Shopify Tumbles On Wider Net Loss In Q2 2023

Shopify Inc. (TSX: SHOP) surpassed revenue expectations in the second quarter with a remarkable 31% increase to US$1.7 billion, compared to the previous year’s US$1.3 billion. This revenue surge outperformed the average analyst estimate of US$1.62 billion.

However, the Ottawa-based e-commerce giant also reported a widened net loss of US$1.3 billion, or US$1.02 per share, for the quarter ending June 30, 2023, which was higher than the anticipated loss of US$0.04 per share. In the same period last year, the loss stood at US$1.2 billion, or US$0.95 per share.

Following the release of the financial results, Shopify’s stock experienced a temporary setback, falling nearly 7% on the Toronto Stock Exchange, closing at $83.39. Nevertheless, the American-listed shares recovered much of that loss in after-hours trading.

These results highlight a transitional period for Shopify as the company repositions itself. In the previous quarter, Shopify abandoned its long-held fulfillment and freight strategy, part of its effort to compete with Amazon.com Inc. The company also downsized its workforce by over 20%, less than a year after a previous round of layoffs.

“We’re not just shipping products faster, but we are also expanding our global merchant base,” said the firm’s president, Harley Finkelstein.

Additionally, Shopify implemented price increases for some of its plans, which took effect in January and April.

Shopify’s CEO, Tobias Lütke, referred to the logistics arm as a “side quest” that distracted the company from its main mission. The focus now is on providing the best possible solutions for merchants, embracing advancements in artificial intelligence technology, and making more strategic investments.

One significant development was Shopify’s divestiture of its logistics business to San Francisco startup Deliverr Inc. Furthermore, the company recently announced the introduction of a suite of new AI products and features.

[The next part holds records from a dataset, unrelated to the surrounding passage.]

PR #387, opened 2023-01-04
Allow calling `GoCodeSetResourceForStruct` for non-CRD SDK shapes

A-Hilaly:
Issue: https://github.com/aws-controllers-k8s/community/issues/1609

Previously, the code-generator was unable to let us use `GoCodeSetResourceForStruct` for fields that are not part of a CRD top level fields. This caused issues when trying to generate custom code that transforms an eventbridge `v1alpha1.Target` to an `svcsdk.Target`.

This patch fixes the issue by allowing users to call `GoCodeSetResourceForStruct` for any field, not just CRD top level fields. In addition, unit tests have been added to ensure the correct behavior.

This patch is needed to allow us to properly execute the template written here https://github.com/embano1/eventbridge-controller/blob/aminemicha/templates/hooks/rule/sdk_file_end.go.tpl


RedbackThomson:
I don't think I understand how this solves the problem? This seems to be throwing away error handling, but I don't see how it's able to access fields that aren't in the spec or status? It still uses `f.Fields`?

A-Hilaly:
>I don't think I understand how this solves the problem? This seems to be throwing away error handling, but I don't see how it's able to access fields that aren't in the spec or status? It still uses f.Fields?

Because the statement bellow will not return a positive `ok` unless if one `targetFieldName` is one of the spec/status fields.
```go
        f, ok := r.Fields[targetFieldName]
	if !ok {
		return ""
	}
```

Reading the code again i just realized that i need to add the `setCfg.ignore` part.. adding that in a different commit

pkg/generate/code/set_resource_test.go
```diff
@@ -3273,6 +3273,336 @@ func TestSetResource_EC2_DHCPOptions_NestedSetConfig(t *testing.T) {
...
+	require.True(ok)
+	sdkTargetsShape, ok := putTargetsOP.InputRef.Shape.MemberRefs["Targets"]
+	require.True(ok)
+	sdkTargetShape := &sdkTargetsShape.Shape.MemberRef
+
+	expected := `	if sdkTarget.Arn != nil {
+		krTarget.ARN = sdkTarget.Arn
+	}
+	if sdkTarget.BatchParameters != nil {
+		krTargetf1 := &svcapitypes.BatchParameters{}
```
jaypipes, line 3301: Normally, this would just be:

```go
f1 := &svcapitypes.BatchParameters{}
```

not

```go
krTargetf1 := &svcapitypes.BatchParameters{}
```

I think you are incorrectly specifying the target variable name...

pkg/generate/code/set_resource_test.go
```diff
@@ -3273,6 +3273,336 @@ func TestSetResource_EC2_DHCPOptions_NestedSetConfig(t *testing.T) {
...
+func TestSetResource_EventBridge_Rule_SetResourceForStruct(t *testing.T) {
+	assert := assert.New(t)
+	require := require.New(t)
+
+	g := testutil.NewModelForService(t, "eventbridge")
+
+	crd := testutil.GetCRDByName(t, g, "Rule")
+	require.NotNil(crd)
+
+	// Getting KR api Target shape
```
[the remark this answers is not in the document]
A-Hilaly: Kubernetes Resource, changing to CRD.

pkg/generate/code/set_resource_test.go
```diff
@@ -3273,6 +3273,336 @@ func TestSetResource_EC2_DHCPOptions_NestedSetConfig(t *testing.T) {
...
+		if sdkTarget.SqsParameters.MessageGroupId != nil {
+			krTargetf15.MessageGroupID = sdkTarget.SqsParameters.MessageGroupId
+		}
+		krTarget.SQSParameters = krTargetf15
+	}
+`
+	assert.Equal(
+		expected,
+		code.SetResourceForStruct(
+			crd.Config(), crd, "", "krTarget", krTargetShape, nil, "sdkTarget", sdkTargetShape, "", model.OpTypeList, 1,
```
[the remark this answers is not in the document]
A-Hilaly: The thing is that Target is not a CRD nor a CRD Field - There is no need to use `resp` and `ko` as they really represent what the function is used for

pkg/generate/code/set_resource_test.go
A-Hilaly: The thing is if i change `krTarget` to an empty string, L3298 will become `.ARN = resp.Arn` which is not correct

embano1:
Pinging @A-Hilaly for who can review and LGTM since this is blocking the ACK EventBridge controller 🙏🏻

RedbackThomson:
Setting the test naming conventions aside, I am happy with this as a simple feature/fix. 
/approve

pkg/generate/code/set_resource_test.go
```diff
@@ -3273,6 +3273,336 @@ func TestSetResource_EC2_DHCPOptions_NestedSetConfig(t *testing.T) {
...
+	}
+	if resp.DeadLetterConfig != nil {
+		kof2 := &svcapitypes.DeadLetterConfig{}
+		if resp.DeadLetterConfig.Arn != nil {
+			kof2.ARN = resp.DeadLetterConfig.Arn
+		}
+		ko.DeadLetterConfig = kof2
+	}
+	if resp.EcsParameters != nil {
+		kof3 := &svcapitypes.EcsParameters{}
```
jaypipes, line 3332: Hmm, this should be `ECSParameters`... we need to [add ECS to the initialisms](https://github.com/aws-controllers-k8s/pkg/blob/main/names/names.go#L101).

pkg/generate/code/set_resource_test.go
```diff
@@ -3273,6 +3273,336 @@ func TestSetResource_EC2_DHCPOptions_NestedSetConfig(t *testing.T) {
...
+				}
+				if kof3f0iter.Weight != nil {
+					kof3f0elem.Weight = kof3f0iter.Weight
+				}
+				kof3f0 = append(kof3f0, kof3f0elem)
+			}
+			kof3.CapacityProviderStrategy = kof3f0
+		}
+		if resp.EcsParameters.EnableECSManagedTags != nil {
+			kof3.EnableECSManagedTags = resp.EcsParameters.EnableECSManagedTags
```
jaypipes, line 3351: Interesting that they used "ECS" instead of "Ecs" in this field name...

pkg/generate/code/set_resource_test.go
```diff
@@ -3273,6 +3273,336 @@ func TestSetResource_EC2_DHCPOptions_NestedSetConfig(t *testing.T) {
...
+		if resp.SqsParameters.MessageGroupId != nil {
+			kof15.MessageGroupID = resp.SqsParameters.MessageGroupId
+		}
+		ko.SQSParameters = kof15
+	}
+`
+	assert.Equal(
+		expected,
+		code.SetResourceForStruct(
+			crd.Config(), crd, "", "ko", koShape, nil, "resp", targetShape, "", model.OpTypeList, 1,
```
jaypipes, line 3601: Turns out that the [`targetField`](https://github.com/aws-controllers-k8s/code-generator/blob/c6651c200ba136e5c7f50ad8be751fae060a38e6/pkg/generate/code/set_resource.go#L1258-L1259) parameter isn't ever used by the `SetResourceForStruct` function :( Only the [`targetFieldPath`](https://github.com/aws-controllers-k8s/code-generator/blob/c6651c200ba136e5c7f50ad8be751fae060a38e6/pkg/generate/code/set_resource.go#L1270-L1271) parameter is ever used.

My request is that you:

1) remove the unused `targetField` parameter (since it is just confusing) from the `SetResourceForStruct` function
2) Pass `fX` for the *targetVarName* parameter (normally this would be something like "f12" if `SetResourceForStruct` is being called recursively from other functions in `pkg/generate/code/set_resource.go` *or* it would be the name of the field if `SetResourceForStruct` was called from a top-level template in `sdk_file_end` hooks...)

jaypipes (changes requested):

jaypipes (approved):
Much better. Thank you sir! :)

However, the recalibration incurred a US$1.7 billion charge related to the divestiture and severance pay from staff cuts, contributing to an overall operating loss of US$1.6 billion. The chief financial officer, Jeff Hoffmeister, explained these costs during a conference call with analysts, as Lütke was absent from the call.

Despite multiple rounds of layoffs over the last year, management compensation at Shopify appears to have been largely unaffected.

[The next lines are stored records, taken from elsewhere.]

PR #388, opened 2023-01-06
Add Helm support for the `--deletion-policy` CLI arg

RedbackThomson:
Description of changes:
Adds a new value in `values.yaml` named `deletionPolicy` to support the controller CLI argument `--deletion-policy`. Supports values of `delete` and `retain`

### DIFF
--- a/templates/helm/values.schema.json
+++ b/templates/helm/values.schema.json
@@ -203,6 +203,10 @@
         "pattern": "(^$|^.*=.*$)"
       }
     },
+    "deletionPolicy": {
+      "type": "string",
+      "enum": ["delete", "retain"]
+    },
     "serviceAccount": {
       "description": "ServiceAccount settings",
       "properties": {
--- a/go.mod
+++ b/go.mod
@@ -3,7 +3,7 @@ module github.com/aws-controllers-k8s/code-generator
 go 1.17
 
 require (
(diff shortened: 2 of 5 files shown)


RedbackThomson:
/hold
Requires release of https://github.com/aws-controllers-k8s/runtime/pull/107 and a runtime version update

templates/helm/values.schema.json
```diff
@@ -203,6 +203,10 @@
         "pattern": "(^$|^.*=.*$)"
       }
     },
+    "deletionPolicy": {
+      "type": "string",
+      "enum": ["delete", "retain"]
```
jljaco, line 208: Since this enum is already enforced by the runtime [here](https://github.com/RedbackThomson/ack-runtime/blob/1e572bced2a58f806c54e04fe09c12eac307c6b0/apis/core/v1alpha1/deletion_policy.go#L25), what do you think about just making this a free-form string so that there is one fewer place where an enum needs to be updated if the values ever change?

In a regulatory filing made in May, Shopify revealed that Lutke collected just over $20.0 million in total compensation in 2022, on par with the $20.0 million he collected in 2021, and an increase over the $15.1 million he made in 2020.

Recently, a Shopify employee broke their non-disclosure agreement to shed light on the company’s controversial actions and strategic direction. The thread exposed a series of events starting from the first quarter of 2022 when Shopify promised job security to its staff, only to carry out massive layoffs in July of the same year.

These job cuts, according to the employee, were driven not merely by a CEO’s misguided “bet,” but rather a shift towards replacing full-time employees with cheaper contract labor and an increased reliance on artificial intelligence support.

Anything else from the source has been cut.